**PROBLEM:**
Going line by line through the entries below, count those that contain "many". Give the number by itself.

::::::::::

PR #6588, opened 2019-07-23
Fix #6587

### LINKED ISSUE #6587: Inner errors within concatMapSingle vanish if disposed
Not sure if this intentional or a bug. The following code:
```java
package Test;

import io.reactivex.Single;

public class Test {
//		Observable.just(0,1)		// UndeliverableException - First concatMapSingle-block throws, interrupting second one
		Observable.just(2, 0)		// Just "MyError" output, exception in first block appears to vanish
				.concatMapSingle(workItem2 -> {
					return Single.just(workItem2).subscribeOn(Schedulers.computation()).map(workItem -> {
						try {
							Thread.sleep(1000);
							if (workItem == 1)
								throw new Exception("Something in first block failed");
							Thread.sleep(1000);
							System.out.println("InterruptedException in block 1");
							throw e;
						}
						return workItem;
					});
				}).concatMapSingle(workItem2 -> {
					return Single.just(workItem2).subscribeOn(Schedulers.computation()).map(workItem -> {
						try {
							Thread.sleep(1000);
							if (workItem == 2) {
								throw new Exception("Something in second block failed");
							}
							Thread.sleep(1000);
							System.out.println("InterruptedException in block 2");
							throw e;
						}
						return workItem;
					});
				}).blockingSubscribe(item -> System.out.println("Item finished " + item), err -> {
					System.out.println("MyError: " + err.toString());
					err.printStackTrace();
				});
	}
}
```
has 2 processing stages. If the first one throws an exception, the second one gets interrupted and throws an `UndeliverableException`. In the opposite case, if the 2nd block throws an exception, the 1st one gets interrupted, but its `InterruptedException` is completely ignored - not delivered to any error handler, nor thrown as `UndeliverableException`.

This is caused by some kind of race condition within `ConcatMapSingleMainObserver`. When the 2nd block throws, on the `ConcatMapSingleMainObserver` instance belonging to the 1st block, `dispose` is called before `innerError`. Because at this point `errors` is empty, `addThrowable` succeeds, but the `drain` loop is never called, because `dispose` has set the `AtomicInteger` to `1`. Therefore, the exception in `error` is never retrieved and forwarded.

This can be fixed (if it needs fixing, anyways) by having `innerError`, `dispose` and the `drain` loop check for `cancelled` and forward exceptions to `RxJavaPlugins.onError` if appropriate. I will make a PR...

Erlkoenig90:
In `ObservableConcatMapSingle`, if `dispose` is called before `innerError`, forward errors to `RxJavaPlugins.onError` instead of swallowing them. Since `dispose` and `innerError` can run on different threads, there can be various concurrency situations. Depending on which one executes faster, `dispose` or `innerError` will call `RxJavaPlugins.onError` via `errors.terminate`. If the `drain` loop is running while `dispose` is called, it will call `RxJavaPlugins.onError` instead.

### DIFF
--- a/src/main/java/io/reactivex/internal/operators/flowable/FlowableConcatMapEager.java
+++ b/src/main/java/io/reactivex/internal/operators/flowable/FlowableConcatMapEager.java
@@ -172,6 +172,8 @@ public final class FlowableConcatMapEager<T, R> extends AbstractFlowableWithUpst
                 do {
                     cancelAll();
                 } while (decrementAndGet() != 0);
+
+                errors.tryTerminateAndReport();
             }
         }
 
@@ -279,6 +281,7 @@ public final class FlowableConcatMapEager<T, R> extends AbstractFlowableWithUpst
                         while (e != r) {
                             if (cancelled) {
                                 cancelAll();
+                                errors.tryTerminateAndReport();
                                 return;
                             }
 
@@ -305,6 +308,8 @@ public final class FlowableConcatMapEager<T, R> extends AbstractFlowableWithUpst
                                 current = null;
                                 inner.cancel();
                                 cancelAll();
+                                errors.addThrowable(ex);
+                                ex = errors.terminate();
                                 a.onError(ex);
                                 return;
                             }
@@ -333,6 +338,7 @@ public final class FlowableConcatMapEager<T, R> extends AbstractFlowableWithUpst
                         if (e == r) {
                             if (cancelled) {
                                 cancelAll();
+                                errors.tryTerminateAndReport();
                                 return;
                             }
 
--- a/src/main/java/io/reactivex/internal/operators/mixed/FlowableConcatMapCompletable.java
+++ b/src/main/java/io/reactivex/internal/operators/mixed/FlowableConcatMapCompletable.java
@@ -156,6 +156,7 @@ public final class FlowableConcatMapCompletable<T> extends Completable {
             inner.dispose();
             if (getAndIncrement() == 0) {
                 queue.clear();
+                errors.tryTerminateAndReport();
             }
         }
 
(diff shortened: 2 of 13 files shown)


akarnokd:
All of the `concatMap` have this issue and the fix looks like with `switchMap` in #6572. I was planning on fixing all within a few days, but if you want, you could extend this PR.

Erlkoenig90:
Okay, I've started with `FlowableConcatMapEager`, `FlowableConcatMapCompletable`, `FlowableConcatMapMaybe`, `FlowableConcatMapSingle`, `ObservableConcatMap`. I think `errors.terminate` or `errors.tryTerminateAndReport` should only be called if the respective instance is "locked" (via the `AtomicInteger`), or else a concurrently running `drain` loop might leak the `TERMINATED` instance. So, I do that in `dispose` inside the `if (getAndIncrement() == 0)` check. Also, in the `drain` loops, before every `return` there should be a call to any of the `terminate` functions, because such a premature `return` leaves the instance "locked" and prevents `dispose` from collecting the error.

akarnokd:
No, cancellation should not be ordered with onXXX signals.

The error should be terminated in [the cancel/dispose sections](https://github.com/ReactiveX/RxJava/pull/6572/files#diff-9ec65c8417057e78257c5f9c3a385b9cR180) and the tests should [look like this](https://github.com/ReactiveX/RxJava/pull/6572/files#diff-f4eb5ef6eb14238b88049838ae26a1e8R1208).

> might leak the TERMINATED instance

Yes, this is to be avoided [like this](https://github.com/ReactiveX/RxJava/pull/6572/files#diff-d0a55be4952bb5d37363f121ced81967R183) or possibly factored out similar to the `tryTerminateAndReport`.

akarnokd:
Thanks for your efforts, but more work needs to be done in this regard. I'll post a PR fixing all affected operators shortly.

::::::::::

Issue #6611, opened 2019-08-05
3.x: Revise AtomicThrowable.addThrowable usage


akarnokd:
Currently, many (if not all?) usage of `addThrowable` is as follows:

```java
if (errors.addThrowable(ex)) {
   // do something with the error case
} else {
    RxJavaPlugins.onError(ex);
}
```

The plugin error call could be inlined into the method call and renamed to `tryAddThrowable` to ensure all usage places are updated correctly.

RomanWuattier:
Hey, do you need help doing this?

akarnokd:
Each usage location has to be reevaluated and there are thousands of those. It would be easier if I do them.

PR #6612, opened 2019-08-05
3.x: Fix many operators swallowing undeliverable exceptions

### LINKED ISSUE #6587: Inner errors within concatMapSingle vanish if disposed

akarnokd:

::::::::::

**RESULT OF THE EXERCISE:**
2